>>>>
PR #10, opened 2014-10-28
Resiprocate 1.9

qianqiuwanzi:
Some projects builds failed on VS2013.
Why not update sln to VS2013?


dpocock:
It appears you have opened a pull request when you just wanted to ask a question.  Please use the mailing list for questions like this http://list.resiprocate.org/mailman/listinfo/resiprocate-users

PR #12, opened 2015-01-16
Select HashMap implememnation based on libstdc++ version

gjasny:
The current implementation performs the selction based on the
compiler version. When mixing GCC and Clang compiled objects
on RHEL6 this leads to ABI incompatible objects because Clang
pretends to be GCC 4.2 and the system GCC is 4.4.

This patch performs the decision based on the GNU libstdc++
version which is being used. This ensures the same HashMap
implementation across different compilers on a system which
share the same stdlib.

Signed-off-by: Gregor Jasny <Gregor.Jasny@citrix.com>
Reviewed-by: Jupp Mueller <Jupp.Mueller@citrix.com>

### DIFF
--- a/rutil/HashMap.hxx
+++ b/rutil/HashMap.hxx
@@ -11,7 +11,15 @@
    @ingroup data_structures
 */
 
-#  if ( (__GNUC__ == 4) && (__GNUC_MINOR__ >= 3) ) || ( __GNUC__ > 4 )
+// For GNU libstdc++ the decision which hashmap implementation to use must be
+// done on the version of libstdc++ and not on the compiler version.
+// Otherwise for example mixing RHEL6 GCC (4.4.7) and Clang 3.4 on RHEL6 will produce
+// ABI incompatible results.
+// The version encodings are described here:
+//   https://gcc.gnu.org/onlinedocs/libstdc++/manual/abi.html
+#include <map> // force include of nonstandard <bits/c++config.h>
+
+#  if ( defined(__GLIBCXX__) && (__GLIBCXX__ >= 20080306) ) // >= 4.3.0
 #    include <tr1/unordered_map>
 #    include <tr1/unordered_set>
 #    define HASH_MAP_NAMESPACE std::tr1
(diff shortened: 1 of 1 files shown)


pww71:
Work to do a good job, must first sharpen his tools.
Here are some examples that can make you understand.
Hi
My English is not good and could you help me check this document error
Welcome to my space:
http://sourceforge.net/p/pwwhashmap/discussion/general/

Title:       The core of the core of the big data solutions -- Map
Author:      pengwenwei
Email:       wenwei19710430@yahoo.com 
Language:    c++
Platform:    Windows, linux
Technology:  Perfect hash algorithm
Level:       Advanced
Description: Map algorithm with high performance
Section      MFC c++ map stl
SubSection   c++ algorithm
License:     (GPLv3)

    Download demo project - 1070 Kb
    Download source - 1070 Kb

Introduction:
For the c++ program, map is used everywhere.And bottleneck of program performance is often the performance of map.Especially in the case of large data,and the business association closely and unable to realize the data distribution and parallel processing condition.So the performance of map becomes the key technology.

In the work experience with telecommunications industry and the information security industry, I was dealing with the big bottom data,especially the most complex information security industry data,all can’t do without map.

For example, IP table, MAC table, telephone number list, domain name resolution table, ID number table query, the Trojan horse virus characteristic code of cloud killing etc..

The map of STL library using binary chop, its has the worst performance.Google Hash map has the optimal performance and memory at present, but it has repeated collision probability.Now the big data rarely use a collision probability map,especially relating to fees, can’t be wrong.

Now I put my algorithms out here,there are three kinds of map,after the build is Hash map.We can test the comparison,my algorithm has the zero probability of collision,but its performance is also better than the hash algorithm, even its ordinary performance has no much difference with Google.

My algorithm is perfect hash algorithm,its key index and the principle of compression algorithm is out of the ordinary,the most important is a completely different structure,so the key index compression  is fundamentally different.The most direct benefit for program is that for the original map need ten servers for solutions but now I only need one server.
Declare: the code can not be used for commercial purposes, if for commercial applications,you can contact me with QQ 75293192.
Download:
https://sourceforge.net/projects/pwwhashmap/files

Applications:
First,modern warfare can’t be without the mass of information query, if the query of enemy target information slows down a second, it could lead to the delaying fighter, leading to failure of the entire war. Information retrieval is inseparable from the map, if military products use pwwhashMap instead of the traditional map,you must be the winner.

Second,the performance of the router determines the surfing speed, just replace open source router code map for pwwHashMap, its speed can increase ten times.
There are many tables to query and set in the router DHCP ptotocol,such as IP,Mac ,and all these are completed by map.But until now,all map are  using STL liabrary,its performance is very low,and using the Hash map has error probability,so it can only use multi router packet dispersion treatment.If using pwwHashMap, you can save at least ten sets of equipment.

Third,Hadoop is recognized as the big data solutions at present,and its most fundamental thing is super heavy use of the map,instead of SQL and table.Hadoop assumes the huge amounts of data so that the data is completely unable to move, people must carry on the data analysis in the local.But as long as the open source Hadoop code of the map changes into pwwHashMap, the performance will increase hundredfold without any problems.


Background to this article that may be useful such as an introduction to the basic ideas presented:
http://blog.csdn.net/chixinmuzi/article/details/1727195

dpocock:
Thanks for the contribution.

PR #13, opened 2015-04-21
Merge latest work from Mozilla.

docfaraday:


dpocock:
Hi Byron, I think you can just go ahead and merge this directly, you have access to the repository.  If there is some specific part of the change that you would like somebody to review, please let us know.  v1.10.0 is coming soon, so please think about whether this should be merged before or after the release branch is created.

docfaraday:
I see no harm in merging this now.

PR #14, opened 2015-04-23
Update the Wants and After details for the repro service

TafThorne:
Service fails to begin on Fedora 21, this seems to work around the problem.  I started a conversation with Daniel Pocock via the repro-users distribution list and he asked that I provide a pull request so that people can discuss the pros and cons of this particular solution in the pull request.

### DIFF
--- a/repro/pkg/fedora/repro.service
+++ b/repro/pkg/fedora/repro.service
@@ -1,7 +1,8 @@
 [Unit]
 Description=reSIProcate repro SIP proxy daemon
+After=network-online.target
 After=syslog.target
-After=network.target
+Wants=network-online.target
 
 [Service]
 ExecStart=/usr/sbin/repro /etc/repro/repro.config --Daemonize=false


dpocock:
I just had a look at:

http://www.freedesktop.org/wiki/Software/systemd/NetworkTarget/

It appears that another option exists for people who have this problem, executing the command

    systemctl enable systemd-networkd-wait-online.service

should ensure that whenever you boot, the system waits for IP addresses to be ready before starting other things.  This is a workaround that may be valid for users of the existing packages.

The actual demand for this patch varies.  For people binding to a fixed IP, it is quite important that the IP should be available before the service starts.  For people binding to 0.0.0.0, it is not important to wait for the DHCP.  Given that SIP works better with specified IP addresses, I am in favour of this patch and so I'm going to accept it.

People who don't want to wait for new versions of the package can use the workaround above.

dpocock:
Discussed here: http://list.resiprocate.org/archive/repro-users/msg00910.html

PR #15, opened 2015-04-23
Update the Wants and After details for the reTurnServer service

TafThorne:
I noticed that the repro service was not starting up as it should do n Fedora 21 for me.  I discussed this via the repro-users mailing list with Daniel Pocock and he asked that I generate a patch and pull request for both the repro and reTurnServer so that the pros and cons of this particular solution could be discussed in the pull request.  

These changes made the repro.service start reliably on reboot for me.  Presumably the same changes would work for the reTurn service too.

### DIFF
--- a/reTurn/pkg/fedora/resiprocate-turn-server.service
+++ b/reTurn/pkg/fedora/resiprocate-turn-server.service
@@ -1,7 +1,8 @@
 [Unit]
 Description=reSIProcate reTurn ICE/STUN/TURN server daemon
+After=network-online.target
 After=syslog.target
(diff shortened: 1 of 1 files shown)


dpocock:
Discussed here: http://list.resiprocate.org/archive/repro-users/msg00910.html

Merging this patch based on the same reasons given in #14 

The reasons for merging this are even more compelling for STUN/TURN than for SIP, as a STUN/TURN server should never really be running on 0.0.0.0.

Thomas, thanks for contributing this feedback and the pull requests.

PR #25, opened 2015-07-22
Innocent change of a helper

apronchenkov:


TafThorne:
> Innocent change of a helper.

Well that is a worrying commit comment if I ever saw one.  Looks like it should not have compiled before.  If this is obfuscated evil code it is a good one.

dbozzali:
In ServerAuthManager::handleUserAuthInfo() method it is used static Helper::advancedAuthenticateRequest() that doesn't have the issue since it uses Helper::makeResponseMD5WithA1() with the proper number of arguments.
In this way the change is innocent (and maybe the fixed mistake).
You could face the issue if you use Helper::authenticateRequest() to check authentication and you want to use qop, since in that case (before the patch) you use Helper::makeResponseMD5() actually without taking into account message contents...
@TafThorne Nice comment :)

apronchenkov:
To be precise, in the case of authenticateRequest() with qop the hash check doesn't play a role. Any non-empty content leads to the 'Authenticated'.

sgodin:
I know we've been having digest auth with auth-int interop issues and I was hoping this would have fixed that, but I agree with Dario's analysis that we aren't actually calling this method anywhere.  Regardless - nice find!  Thanks.

Scott

PR #28, opened 2015-09-09
Don't use SHA-1 for SSL certificates.

fedor-brunner:
SHA-1 should not be used anymore in SSL certificates.

https://wiki.mozilla.org/CA:Problematic_Practices#SHA-1_Certificates
https://blog.mozilla.org/security/2014/09/23/phasing-out-certificates-with-sha-1-based-signature-algorithms/
http://blogs.technet.com/b/pki/archive/2013/11/12/sha1-deprecation-policy.aspx

### DIFF
--- a/resip/certs/Readme.txt
+++ b/resip/certs/Readme.txt
@@ -36,8 +36,8 @@ openssl smime -verify -in bar.msg -signer fluffy.pem -CAfile root.pem
 
 
 -- Generating a self signed cert and key -- 
-openssl genrsa -out id_key.pem 512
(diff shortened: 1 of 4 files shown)


dpocock:
The script changes appear OK

The changes to Security.cxx:

- are they being tested by any unit tests?

- why does computeIdentity still use SHA1Stream?  Is the change complete?

- what is the impact on interoperability for SIP?

- did you discuss this on any mailing list or in the bug tracker, if so, could you please provide links?

PR #29, opened 2015-09-09
use 2048-bit or stronger Diffie-Hellman groups

fedor-brunner:
reTurn was configured to use 512-bit Diffie Hellman Group.
Diffie-Hellman key exchange using such weak group can be decrypted.

https://weakdh.org/


dpocock:
This appears valid

- what is the impact on interoperability for TURN?  Will any clients be upset by this?

- did you discuss this on any mailing list or in the bug tracker, if so, could you please provide links?

fedor-brunner:
If there is a TURN client implemented in Java using Java 6, Java 7, there could be problems with 2048-bit Diffie-Hellman groups. This limitation was fixed in Java 8.

https://tt4cs.wordpress.com/2014/04/20/dh-2048-now-supported-by-jdk8/
https://stackoverflow.com/questions/10687200/java-7-and-could-not-generate-dh-keypair


A possible fix for this limitation would be to enable ECDHE key exchange in reTurn .

SamyDgz (approved):

PR #32, opened 2015-10-26
Implement server error conditions

tasifacuj:
* implement  http://tools.ietf.org/html/rfc3261#section-18.1.1, paragraph 8
Under error conditions, the
   server may attempt to open a new connection to send the response.  To
   handle this case, the transport layer MUST also be prepared to
   receive an incoming connection on the source IP address from which
   the request was sent and port number in the "sent-by" field.


sgodin:
Thanks!   This looks good to me.  I will merge shortly unless there are any objections?

tasifacuj:
Hi,
 feel free,
 thank you for the attention to this patch.

sgodin:
OK - there were no objections, code is merged.  Thank you for your contribution!

Scott

PR #33, opened 2015-10-29
Corrected call to ErrLog macro on MacOS/iOS

jasonvasquez:
There is one specific case that only occurs on iOS/MacOS (as far as I can tell), where there is a compile-time error in an attempt to log a message.  (This corrects that :))

I didn't see an immediate definition or pattern for the `error(e)` call in the surrounding code, so I am assuming at this point that the `ErrLog` call is sufficient.

### DIFF
--- a/rutil/Socket.cxx
+++ b/rutil/Socket.cxx
@@ -70,8 +70,7 @@ resip::configureConnectedSocket(Socket fd)
    if ( ::setsockopt ( fd, SOL_SOCKET, SO_NOSIGPIPE, (const char*)&on, sizeof(on)) )
    {
       int e = getErrno();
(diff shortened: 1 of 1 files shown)


sgodin:
The error method is defined as a static on the Transport class.  Transport::error - however I don't think it's really needed here.  I'm good with just removing it.  Thanks.

dpocock:
Caro amico!


Ecco un articolo che ho trovato per caso,  ma che si è scoperto così interessante che ho deciso di condividerlo  con voi, potete trovarlo qui <http://nicole.lainieofleisure.com/uwv>


In fede,Matteo Joy

SamyDgz (approved):

PR #795, opened 2026-02-24
fix(wallet): necessary changes to programmatic step generation example

abreumateus:
Fix on missing variables, additional imports, and relative path.


abreumateus:
I agree that the Copilot suggestions align with the README structure rather than the standard pytest-bdd conventions. I appreciate the feedback.

PR #796, opened 2026-03-03
feat: use scenarios() shortcut in code generation template

### LINKED ISSUE #535: Scenario generation should use `scenarios` shortcut
The current template generates a test item for each scenario. We should just use the `scenarios` shortcut instead.

toroleapinc:
## Summary

Update the code generation template to use the `scenarios()` shortcut instead of individual `@scenario()` decorators.

Closes #535

## Changes

Modified `src/pytest_bdd/templates/test.py.mak` to:
- Import `scenarios` instead of `scenario`
- Generate `scenarios('feature_file.feature')` calls instead of individual `@scenario(...)` decorated test functions
- Automatically deduplicate feature file paths

## Before

```python
from pytest_bdd import given, scenario, then, when

@scenario('features/login.feature', 'Successful login')
def test_successful_login(): ...

@scenario('features/login.feature', 'Failed login')
def test_failed_login(): ...
```

## After

```python
from pytest_bdd import given, scenarios, then, when

scenarios('features/login.feature')
```


src/pytest_bdd/templates/test.py.mak
```diff
@@ -1,22 +1,22 @@
+<%
+    feature_paths = sorted(set(s.feature.rel_filename for s in scenarios))
```
youtux: - Shouldn't we use the `features` car instead of `scenarios`?

toroleapinc: Good catch, updated to use `features` directly.

src/pytest_bdd/templates/test.py.mak
```diff
@@ -1,22 +1,22 @@
+<%
+    feature_paths = sorted(set(f.rel_filename for f in features))
+%>\
```
youtux, line 3: this should go right before line 14

youtux (approved):

toroleapinc:
Pushed ed581b5 — updated the expected output strings in `tests/scripts/test_generate.py` (`test_generate`, `test_generate_with_quotes`, `test_unicode_characters`) to match the new `scenarios()` codegen output. Verified locally on Python 3.13: the 3 codegen tests pass, and the only remaining test failure I see (`test_step_outside_scenario_or_background_error`) reproduces on `upstream/master` too, so it's pre-existing and not from this PR.

Looks like the CI run is currently blocked on `action_required` (workflow approval for the fork). Could a maintainer approve it when you get a chance? Thanks.

Pierre-Sassoulas (approved):
Previously approved by youtux and all the nex changes come from main.

youtux:
@Pierre-Sassoulas why did you merge this before my comment was addressed?

Also, with this change do we preserve idempotency, in case the autogen script is invoked twice?

Pierre-Sassoulas:
Sorry that's my bad, do you want me to revert ?

youtux:
Yes please, let's then address my comments and then we can ship it

Pierre-Sassoulas:
I added a test in the new MR regarding idempotency.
<<<<
● Problem to work on
Each line in the material with "algorithms" in it must be reported.

● Completed exercise
Now I put my algorithms out here,there are three kinds of map,after the build is Hash map.We can test the comparison,my algorithm has the zero probability of collision,but its performance is also better than the hash algorithm, even its ordinary performance has no much difference with Google.
https://blog.mozilla.org/security/2014/09/23/phasing-out-certificates-with-sha-1-based-signature-algorithms/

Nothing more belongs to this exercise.